How to Build your Training Set for a Learning to Rank Project

Alessandro Benedetti • Location: Theater 4 • Back to Haystack 2020

Learning to rank (LTR from now on) is the application of machine learning techniques, typically supervised, in the formulation of ranking models for information retrieval systems. With LTR becoming more and more popular (Apache Solr supports it from Jan 2017), organisations struggle with the problem of how to collect and structure relevance signals necessary to train their ranking models. This talk is a technical guide to explore and master various techniques to generate your training set(s) correctly and efficiently.

Expect to learn how to:

model and collect the necessary feedback from the users (implicit or explicit)
calculate for each training sample a relevance label which is meaningful and not ambiguous (Click Through Rate, Sales Rate ...)
transform the raw data collected in an effective training set (in the numerical vector format most of the LTR training library expect) Join us as we explore real world scenarios and dos and don'ts from the e-commerce industry.

Watch the Video

Alessandro Benedetti

Sease

Alessandro Benedetti is a R&D Software Engineer, Search Consultant and founder of Sease. His focus is on R&D in Information Retrieval, Information Extraction, Natural Language Processing, and Machine Learning.

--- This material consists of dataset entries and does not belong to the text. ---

PR #1165, opened 2025-03-28
feat: add fixer to `require-store-callbacks-use-set-param`

43081j:
Adds a fixer which adds or changes the param to `set`.

For example:

```ts
// before
readable(val, () => ...);
readable(val, function () { ... });

// after
readable(val, (set) => ...);
readable(val, function (set) { ... });
```


packages/eslint-plugin-svelte/src/rules/require-store-callbacks-use-set-param.ts
```diff
@@ -27,7 +28,20 @@ export default createRule('require-store-callbacks-use-set-param', {
 						context.report({
 							node: fn,
 							loc: fn.loc,
-							messageId: 'unexpected'
+							messageId: 'unexpected',
+							fix: (fixer) => {
+								if (param) {
+									return fixer.replaceText(param, 'set');
+								}
```
baseballyama, line 35: Renaming a parameter would break the parts of the code that use that variable. This doesn’t seem to align with ESLint’s fixer policy.

https://eslint.org/docs/latest/extend/custom-rules#applying-fixes

> Best practices for fixes:
> Avoid any fixes that could change the runtime behavior of code and cause it to stop working.
> Make fixes as small as possible. Fixes that are unnecessarily large could conflict with other fixes, and prevent them from being applied.

43081j: You're right. It does certainly align with the best practices, I just overlooked this part. We should be updating references to the parameter with the new name

packages/eslint-plugin-svelte/src/rules/require-store-callbacks-use-set-param.ts
```diff
@@ -1,5 +1,36 @@
+import { getScope } from '../utils/ast-utils.js';
+import type { RuleContext, SuggestionReportDescriptor } from '../types.js';
 import { createRule } from '../utils/index.js';
 import { extractStoreReferences } from './reference-helpers/svelte-store.js';
+import type { TSESTree } from '@typescript-eslint/types';
+import type { Variable } from '@typescript-eslint/scope-manager';
+import { getSourceCode } from '../utils/compat.js';
+
+function findVariableForName(
```
43081j, line 9: this is a duplicate of #1163 so i'll move it into a util once that one lands and update this

baseballyama (approved):

PR #1173, opened 2025-03-31
chore: use `context.sourceCode` instead of compat

43081j:
As of 3.x, we only support `8.57.1` and `>=9.0.0` of ESLint.

Both of these have `context.sourceCode` available, so we should no longer need the `getSourceCode` compat helper.

The helper does polyfill some missing methods but `8.57.1` seems to have all of those already.

### DIFF
--- a/.changeset/happy-donuts-fold.md
+++ b/.changeset/happy-donuts-fold.md
@@ -1,0 +1,5 @@
+---
+'eslint-plugin-svelte': patch
+---
+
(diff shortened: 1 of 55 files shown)


baseballyama (commented):
Can you please update `packages/eslint-plugin-svelte/eslint.config.mjs` line number 73?

43081j:
i had the same thought and just made the change as you wrote that, in the other PR too 👍

baseballyama (approved):
Thank you!

PR #1174, opened 2025-03-31
chore: use `context.filename` and `context.physicalFilename`

43081j:
Since we now require latest 8.x, all versions of ESLint we support have both `context.filename` and `context.physicalFilename`.

In the old types, `physicalFilename` could be undefined but now will actually default to `filename` (so the type has also changed).

If #1173 lands first, this will have conflicts i'll resolve before we can merge.

### DIFF
--- a/.changeset/petite-impalas-reply.md
+++ b/.changeset/petite-impalas-reply.md
@@ -1,0 +1,5 @@
+---
+'eslint-plugin-svelte': patch
+---
+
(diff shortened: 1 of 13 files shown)


43081j:
i'll open a 3rd PR to remove the file and the dependency entirely once this and #1173 are merged

since we can do the same for `cwd` too

PR #1176, opened 2025-03-31
chore: use `context.cwd`

43081j:
Switches to using `context.cwd` since all ESLint versions we support now have it.

The previously used `getCwd` helper falls back to `process.cwd()` (which ESLint itself doesn't do). So in the few places we relied on that, a fall back to `process.cwd()` has been added.

~This is the last remaining compat function, so we have also dropped the `eslint-compat-utils` dependency.~


43081j:
weirdly this CI failure doesn't seem related but im not sure why else it'd be happening 🤔

43081j:
it was me being blind. we still depend on the compat package for the rule tester

baseballyama:
@43081j Will you make a 1 more PR for `packages/eslint-plugin-svelte/tests/utils/eslint-compat.ts`?

43081j:
i was looking at that, i feel like we should be able to drop most of it (or all of it?)

i'll see where i get with it 👍

PR #19, opened 2023-06-15
Start on MxDirectDraw

disinvite:
Some educated guesses on functions in MxDirectDraw based on examples from the DirectX SDK. GetPrimaryBitDepth is unfinished, but I think we have a decent byte-match on the rest.

We have two wrappers on SetEntries() that swap in different palettes. They should get a name change once we understand the use cases better.

I'm not sure where we want globals to be defined. There is one here, DAT_10100c70. Maybe a static member of the class?

I couldn't get the linker to recognize ddraw.lib without the pragma, but maybe there's a better way.


itsmattkc:
I've introduced a new syntax for functions so my script can compare with the original assembly. Can you add those to the new functions you've implemented here? The syntax is:

```
// OFFSET: LEGO1 <address>
```

...above the function definition. You can see examples in the master branch. Also can you comment the address of the static variables you added?

disinvite:
Offsets are there now.

tamlin-mike:
0x10100C70 is simply a static method-local protection variable the compiler inserts to protect _other_ function-local static initialization(s). I.e. the protection variable itself is never found in the original source code.

Chances are you will encounter this idiom more times. If it's a dword, only refrenced from a single method, its address is not taken (only its value), it's accessed like a bitfield (only values 2^n are read/checked), and it's used to conditionally skip intialization of global data, chances are good (>99.99%) it's such a compiler-generated static protection.

disinvite:
The changes here are now merged into #33, which is a more complete version of MxDirectDraw. Closing this PR.

PR #21, opened 2023-06-17
Fix broken MxOmniCreateParam ctor interface

foxtacles:
Minor bug introduced in https://github.com/isledecomp/isle/pull/15 which lead to `ISLE.EXE` not working anymore (in conjunction with the original `LEGO1.DLL`) since a signature was changed in an incompatible way.

### DIFF
--- a/LEGO1/mxomnicreateparam.cpp
+++ b/LEGO1/mxomnicreateparam.cpp
@@ -1,9 +1,9 @@
 #include "mxomnicreateparam.h"
 
-MxOmniCreateParam::MxOmniCreateParam(const char *mediaPath, HWND windowHandle, MxVideoParam &vparam, MxOmniCreateFlags flags)
+MxOmniCreateParam::MxOmniCreateParam(const char *mediaPath, struct HWND__ * windowHandle, MxVideoParam &vparam, MxOmniCreateFlags flags)
 {
   this->m_mediaPath = mediaPath;
-  this->m_windowHandle = windowHandle;
+  this->m_windowHandle = (HWND) windowHandle;
   this->m_videoParam = vparam;
   this->m_createFlags = flags;
 }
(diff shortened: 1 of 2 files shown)


LEGO1/mxomnicreateparam.cpp
```diff
@@ -1,9 +1,9 @@
 #include "mxomnicreateparam.h"
 
-MxOmniCreateParam::MxOmniCreateParam(const char *mediaPath, HWND windowHandle, MxVideoParam &vparam, MxOmniCreateFlags flags)
+MxOmniCreateParam::MxOmniCreateParam(const char *mediaPath, struct HWND__ *windowHandle, MxVideoParam &vparam, MxOmniCreateFlags flags)
```
madebr, line 3: Please add a comment to both locations explaining why this is needed, to avoid the next individual "fixing" this.
Something like `'struct HWND__' is used here instead of 'HWND' for compatibility with the original LEGO1.DLL`

foxtacles: Rather than relying on a comment I was thinking an automated test / GitHub action would be good that verifies the export table of the compiled DLL matches the original one.

foxtacles: Rather than relying on a comment I was thinking an automated test / GitHub action would be good that verifies the export table of the compiled DLL matches the original one.

itsmattkc: Ahh, I did actually notice this when reviewing the PR (I already tried switching it out for `HWND` in my initial decomp but realized it didn't work and switched it back), but I think I forgot about it before merging so it slipped through the cracks.

Unfortunately, as I've mentioned on the Matrix, I'm in the middle of moving right now - my plan was to grind the video out and then devote the next few weeks to the move (I didn't anticipate so much interest/contributions in the project itself) so I don't have as much time to review and thoroughly check PRs as is probably necessary.

> Rather than relying on a comment I was thinking an automated test / GitHub action would be good that verifies the export table of the compiled DLL matches the original one.

Yeah I've actually been thinking of writing something like this, but even more advanced. Since there have been some PRs that attempt to "fix" things that end up making the decomp less accurate, I'm considering writing a GH action that can verify the accuracy of each functions so we can see at a glance if a PR reduces or improves it. From what I can tell, it should be fairly straightforward to write, but again, I just don't have a lot of time for the next few weeks.

PR #22, opened 2023-06-18
lego1/isle: Add Lego3DManager and related, fix a function signature

foxtacles:
This PR adds the necessary skeletons to untangle the `FIXME` part in `ISLE.EXE`. The structures and relationships were mostly inferred from the 1996 leak, which still seem to be relatively close to the production version.

Also fixed the return type of `LegoOmni::vtable28`, it's a bool.

Other than the bit with the `local_88` variable, the assembly of `Isle::close` should match the original now. `local_88` actually appears to be `ds.m_unk1c` and is set to `-1`, not `0` as it is right now. Since that is part of `MxDSObject`, I will look into it after https://github.com/isledecomp/isle/pull/20 has been merged.

Note: Someone in the Matrix chat has reported a crash / "hanging" when exiting the decomp `ISLE.EXE`. While this PR stops that particular behavior, `ISLE.EXE` still doesn't exit properly: the world seems to be removed but the window doesn't close and the music keeps playing, so there's probably another issue somewhere.


itsmattkc:
Thanks for putting this together, it's unfortunate it still doesn't fix the odd exit behavior, but it's still good to have the last bit (AFAIK) of ISLE.EXE untangled.

PR #23, opened 2023-06-18
Add comment about possible origin

learn-more:
Sorry, you did not have issues enabled so adding a comment is the easiest way to communicate this possible origin.

### DIFF
--- a/ISLE/main.cpp
+++ b/ISLE/main.cpp
@@ -69,6 +69,7 @@ int WINAPI WinMain(HINSTANCE hInstance, HINSTANCE hPrevInstance, LPSTR lpCmdLine
   }
 
   // Load accelerator (this call actually achieves nothing - there is no "AppAccel" resource in the original - but we'll keep this for authenticity)
+  // This might indicate that this executable is derived from one of the samples in the VC6 Samples. (F.e. Samples/Com/Fundametals/TutSamp/ExeSkel/ExeSkel.Cpp)
   LoadAcceleratorsA(hInstance, "AppAccel");
 
   MSG msg;


itsmattkc:
> Sorry, you did not have issues enabled

We have a Matrix chatroom and forum that can be used to reach out in lieu of an issues tab.

But nevertheless, this is an interesting point. There's no way it would have been a VC6 sample because VC6 didn't exist yet, however there is a VC420 sample in `SAMPLES/SDK/OLE/DFVIEW` that does indeed have a `HACCEL haccel = LoadAccelerators(hInstance, TEXT("AppAccel"));` line. Your `ExeSkel` example even has a comment saying it was derived from `DFVIEW`, which is probably how it got it too. 

It wouldn't surprise me if this code was used as inspiration. We know that for most of development, they were using an MFC app for the frontend but then wrote a lighter Win32 app towards the end, which is what ended up getting shipped. They probably needed a quick reference to do so, and `DFVIEW` does provide a pretty tidy implementation of creating a simple Win32 app.

learn-more:
> > Sorry, you did not have issues enabled
> 
> We have a Matrix chatroom and forum that can be used to reach out in lieu of an issues tab.
> 
> But nevertheless, this is an interesting point. There's no way it would have been a VC6 sample because VC6 didn't exist yet, however there is a VC420 sample in `SAMPLES/SDK/OLE/DFVIEW` that does indeed have a `HACCEL haccel = LoadAccelerators(hInstance, TEXT("AppAccel"));` line. Your `ExeSkel` example even has a comment saying it was derived from `DFVIEW`, which is probably how it got it too.
> 
> It wouldn't surprise me if this code was used as inspiration. We know that for most of development, they were using an MFC app for the frontend but then wrote a lighter Win32 app towards the end, which is what ended up getting shipped. They probably needed a quick reference to do so, and `DFVIEW` does provide a pretty tidy implementation of creating a simple Win32 app.

That makes sense, VC6 was simply the oldest set of samples I had available on my machine to search in.

I am not a big fan of matrix (In my opinion there is not really a user friendly application for it), but I'll try the forum might I encounter other things.

PR #26, opened 2023-06-19
lego1/isle: Fix wrong video param flag interfaces

foxtacles:
This commit broke `ISLE.EXE`: https://github.com/isledecomp/isle/commit/f8263a3ef86cfd3623bd933807915e00ebe46687

`MxBool` is a 1-byte char, the Windows-defined `BOOL` is a 4-byte int. Easy to mix up for sure.


itsmattkc:
Ahh my bad. I should have verified this before changing it.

He firmly believes in Open Source as a way to build a bridge between Academia and Industry and facilitate the progress of applied research. At Sease Alessandro is working on Search/Machine learning R&D projects, trainings and consultancies. When he isn't on clients projects, he is actively contributing to the open source community and presenting the applications of leading edge techniques in real world scenarios at meetups and conferences such as ECIR, the Lucene/Solr Revolution, Fosdem, ApacheCon, Haystack and Open Source Summit.